Extracted records
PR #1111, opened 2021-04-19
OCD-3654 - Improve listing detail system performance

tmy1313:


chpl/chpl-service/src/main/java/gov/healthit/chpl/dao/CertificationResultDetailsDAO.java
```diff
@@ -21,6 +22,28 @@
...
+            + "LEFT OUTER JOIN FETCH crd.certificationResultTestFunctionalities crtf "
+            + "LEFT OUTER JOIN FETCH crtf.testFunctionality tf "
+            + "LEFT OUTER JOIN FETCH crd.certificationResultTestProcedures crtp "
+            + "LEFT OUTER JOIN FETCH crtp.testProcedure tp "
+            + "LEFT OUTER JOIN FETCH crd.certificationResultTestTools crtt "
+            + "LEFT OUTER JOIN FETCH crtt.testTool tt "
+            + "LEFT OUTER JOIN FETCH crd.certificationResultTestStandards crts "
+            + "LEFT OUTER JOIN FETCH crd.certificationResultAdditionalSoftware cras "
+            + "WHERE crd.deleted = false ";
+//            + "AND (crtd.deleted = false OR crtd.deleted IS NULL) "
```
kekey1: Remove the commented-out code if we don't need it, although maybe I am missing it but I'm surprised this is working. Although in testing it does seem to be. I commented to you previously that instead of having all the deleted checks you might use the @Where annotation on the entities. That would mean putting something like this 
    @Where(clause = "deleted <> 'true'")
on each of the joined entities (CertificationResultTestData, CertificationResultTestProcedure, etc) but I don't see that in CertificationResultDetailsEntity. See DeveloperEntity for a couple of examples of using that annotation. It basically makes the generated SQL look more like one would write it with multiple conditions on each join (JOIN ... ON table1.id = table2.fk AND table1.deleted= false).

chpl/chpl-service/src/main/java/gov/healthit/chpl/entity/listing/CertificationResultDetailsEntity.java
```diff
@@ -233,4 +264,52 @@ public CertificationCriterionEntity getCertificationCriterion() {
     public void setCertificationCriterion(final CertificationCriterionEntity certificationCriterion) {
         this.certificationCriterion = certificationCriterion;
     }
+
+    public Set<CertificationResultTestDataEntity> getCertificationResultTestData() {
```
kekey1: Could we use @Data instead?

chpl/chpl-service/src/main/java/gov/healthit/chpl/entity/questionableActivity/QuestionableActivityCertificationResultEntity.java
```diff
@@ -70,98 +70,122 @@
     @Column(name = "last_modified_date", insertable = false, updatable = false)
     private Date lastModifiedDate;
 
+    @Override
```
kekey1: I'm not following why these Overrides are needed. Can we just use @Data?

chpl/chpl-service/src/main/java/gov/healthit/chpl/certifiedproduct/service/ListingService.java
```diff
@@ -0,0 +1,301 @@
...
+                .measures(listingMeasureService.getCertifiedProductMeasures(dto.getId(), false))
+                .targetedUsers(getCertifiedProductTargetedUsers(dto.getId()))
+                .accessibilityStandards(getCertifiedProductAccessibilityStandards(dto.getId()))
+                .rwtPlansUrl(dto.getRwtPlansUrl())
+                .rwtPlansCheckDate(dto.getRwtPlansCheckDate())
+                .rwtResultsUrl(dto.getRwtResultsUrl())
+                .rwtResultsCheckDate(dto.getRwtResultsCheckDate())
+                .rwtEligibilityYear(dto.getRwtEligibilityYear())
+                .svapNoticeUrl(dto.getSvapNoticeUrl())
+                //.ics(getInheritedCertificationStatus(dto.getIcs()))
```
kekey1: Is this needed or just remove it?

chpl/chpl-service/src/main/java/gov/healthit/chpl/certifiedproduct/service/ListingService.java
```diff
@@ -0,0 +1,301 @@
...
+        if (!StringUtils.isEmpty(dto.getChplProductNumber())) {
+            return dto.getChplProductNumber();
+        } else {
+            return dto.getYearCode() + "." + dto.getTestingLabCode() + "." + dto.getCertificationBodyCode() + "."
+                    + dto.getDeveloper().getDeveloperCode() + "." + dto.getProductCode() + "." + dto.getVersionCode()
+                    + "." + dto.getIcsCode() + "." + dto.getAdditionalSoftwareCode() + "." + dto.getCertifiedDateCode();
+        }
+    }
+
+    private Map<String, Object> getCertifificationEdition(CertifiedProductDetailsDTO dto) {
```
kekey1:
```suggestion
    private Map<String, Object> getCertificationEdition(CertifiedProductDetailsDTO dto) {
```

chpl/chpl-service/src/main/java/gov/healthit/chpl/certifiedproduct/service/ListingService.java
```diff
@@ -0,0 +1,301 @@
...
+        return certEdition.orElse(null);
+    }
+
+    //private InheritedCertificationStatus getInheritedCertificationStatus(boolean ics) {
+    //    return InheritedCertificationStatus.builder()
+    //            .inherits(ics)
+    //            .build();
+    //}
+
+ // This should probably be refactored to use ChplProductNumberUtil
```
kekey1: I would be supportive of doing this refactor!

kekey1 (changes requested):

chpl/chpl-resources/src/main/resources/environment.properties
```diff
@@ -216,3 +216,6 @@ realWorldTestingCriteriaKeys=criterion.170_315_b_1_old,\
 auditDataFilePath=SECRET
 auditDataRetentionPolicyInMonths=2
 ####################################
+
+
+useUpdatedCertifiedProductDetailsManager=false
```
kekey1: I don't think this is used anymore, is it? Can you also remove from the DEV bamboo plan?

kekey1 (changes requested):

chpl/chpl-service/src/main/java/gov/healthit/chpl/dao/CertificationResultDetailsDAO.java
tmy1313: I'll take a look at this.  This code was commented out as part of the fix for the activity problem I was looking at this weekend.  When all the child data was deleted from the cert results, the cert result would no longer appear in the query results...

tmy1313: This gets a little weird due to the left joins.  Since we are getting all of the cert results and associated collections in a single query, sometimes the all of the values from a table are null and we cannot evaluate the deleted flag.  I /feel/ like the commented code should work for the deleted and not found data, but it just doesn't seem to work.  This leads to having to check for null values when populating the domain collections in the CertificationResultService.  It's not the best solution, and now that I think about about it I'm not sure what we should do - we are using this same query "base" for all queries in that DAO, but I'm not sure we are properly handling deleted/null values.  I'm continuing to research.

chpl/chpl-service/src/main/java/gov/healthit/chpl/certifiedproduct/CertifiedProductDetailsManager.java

...

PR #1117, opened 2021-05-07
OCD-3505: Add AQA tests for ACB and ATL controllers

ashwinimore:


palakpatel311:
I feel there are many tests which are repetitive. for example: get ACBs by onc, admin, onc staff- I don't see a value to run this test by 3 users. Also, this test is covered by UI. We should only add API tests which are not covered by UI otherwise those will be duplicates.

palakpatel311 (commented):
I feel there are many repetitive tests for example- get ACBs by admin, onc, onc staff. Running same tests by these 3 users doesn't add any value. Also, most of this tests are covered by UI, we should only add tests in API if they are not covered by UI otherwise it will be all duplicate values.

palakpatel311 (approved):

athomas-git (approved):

→ **ABOUT THIS EXERCISE**: Go through the entries above and copy every line containing "having".

→ **COMPLETED TASK**:
kekey1: Remove the commented-out code if we don't need it, although maybe I am missing it but I'm surprised this is working. Although in testing it does seem to be. I commented to you previously that instead of having all the deleted checks you might use the @Where annotation on the entities. That would mean putting something like this 
tmy1313: This gets a little weird due to the left joins.  Since we are getting all of the cert results and associated collections in a single query, sometimes the all of the values from a table are null and we cannot evaluate the deleted flag.  I /feel/ like the commented code should work for the deleted and not found data, but it just doesn't seem to work.  This leads to having to check for null values when populating the domain collections in the CertificationResultService.  It's not the best solution, and now that I think about about it I'm not sure what we should do - we are using this same query "base" for all queries in that DAO, but I'm not sure we are properly handling deleted/null values.  I'm continuing to research.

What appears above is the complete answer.